## Material for the task
PR #141, opened 2022-10-20
Remove FINDNODE request bucket limit

jtraglia:
I don't see the purpose of this limit. If anything, I think it might hurt communications with other discovery implementations. It will ignore requests with more than 10 distances. The spec doesn't seem to have any limits on the number of distances in the request message, just the recommendation that the result is limited to 16 nodes, which is already done:

https://github.com/sigp/discv5/blob/878ef13378017bd8e5bf6426f23c3bf02f9e427d/src/service.rs#L996-L999

The `nodes_by_distance` function will stop adding to the results when the limit (`self.config.max_nodes_response`) is reached. By default, this configuration value is 16, [like the spec recommends](https://github.com/ethereum/devp2p/blob/master/discv5/discv5-wire.md#findnode-request-0x03). And the maximum packet size of 1280 should enforce some type of limit on the number of distances. Is there a reason for the limit of 10 distances?

### DIFF
--- a/src/kbucket.rs
+++ b/src/kbucket.rs
@@ -590,7 +590,7 @@ where
                 self.applied_pending.push_back(applied);
                 // Break if we've reached the maximum number of nodes we will provide in the
                 // response. There's no need to apply pending buckets past this point, the nodes
-                // won't be part of the response.
+                // in those buckets won't be part of the response.
                 node_count += bucket.num_entries();
                 if node_count >= max_nodes {
                     break
--- a/src/kbucket.rs
+++ b/src/kbucket.rs
@@ -593,7 +593,7 @@ where
                 // in those buckets won't be part of the response.
                 node_count += bucket.num_entries();
                 if node_count >= max_nodes {
-                    break
+                    break;
                 }
             }
         }
--- a/src/kbucket.rs
+++ b/src/kbucket.rs
@@ -581,12 +581,20 @@ where
             .collect::<Vec<_>>();
 
         // Apply pending nodes
+        let mut node_count = 0;
         for distance in &distances {
             // The log2 distance ranges from 1-256 and is always 1 more than the bucket index. For this
             // reason we subtract 1 from log2 distance to get the correct bucket index.
             let bucket = &mut self.buckets[(distance - 1) as usize];
             if let Some(applied) = bucket.apply_pending() {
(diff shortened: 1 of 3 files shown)


AgeManning:
I think potentially in an earlier version the `nodes_by_distances()` was a generic function and we would return a bunch of ENRs. I may have been worried about potential DOS vectors where malicious actors ask for all our buckets every request. 

I had another look over the code, at worst it makes us `apply_pending()` all our buckets on a request of the entire table but that is little over-head. 

So I don't see any issue with allow the entire table in requests. Only note would be to remove this outdated Note: https://github.com/sigp/discv5/blob/master/src/service.rs#L978

jtraglia:
> I think potentially in an earlier version the `nodes_by_distances()` was a generic function and we would return a bunch of ENRs. I may have been worried about potential DOS vectors where malicious actors ask for all our buckets every request.

Thanks, that makes sense. I'm guessing there wasn't a `max_nodes` response limit back then? 

> I had another look over the code, at worst it makes us `apply_pending()` all our buckets on a request of the entire table but that is little over-head.

How would you feel about moving that `apply_pending` call to this loop, at the top:

https://github.com/sigp/discv5/blob/cf35651a3a8340ded6d11cba058d909454f6e81a/src/kbucket.rs#L596-L617

That way, it would only commit buckets that will be returned. Keep in mind, distances are sorted and deduplicated.

AgeManning:
> How would you feel about moving that apply_pending call to this loop, at the top

If I recall correctly, I think a while ago I attempted to optimize this but resorted with two loops to correctly manage the mutable and immutable borrows. If they can be combined in a more efficient way, I'm down for it.

jtraglia:
Yeah, I soon realized why you did it that way. Instead of combining the loops like I originally had in mind, I've added a condition to the apply pending loop to break once it's reached the maximum number of nodes. How does this look?

AgeManning:
Yeah. The reason I remember this, is because everytime I look at this particular bit of code, I always forget and then try and combine the loops. I think I've tried like 5 times, haha. I think I've learnt now, to stop trying :). 

I think the `apply_pending()` isn't very expensive and we're splitting hairs (which is why I kinda left the two loops). But I like your approach. At least we wont be doing it to all our buckets.

AgeManning (approved):

PR #142, opened 2022-10-24
fix: start with bucket idx 0 if local key

mattsse:
If the `local_key` is provided for `ClosestBucketsIter` start it start in `Start(BucketIndex(0))` instead of `Done`. otherwise, the `closest_*` iterators will always be empty and make it impossible lookup the local node in the DHT.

## Work item
In the material above, which lines contain "start"? Copy each of them.

## Result below
fix: start with bucket idx 0 if local key
If the `local_key` is provided for `ClosestBucketsIter` start it start in `Start(BucketIndex(0))` instead of `Done`. otherwise, the `closest_*` iterators will always be empty and make it impossible lookup the local node in the DHT.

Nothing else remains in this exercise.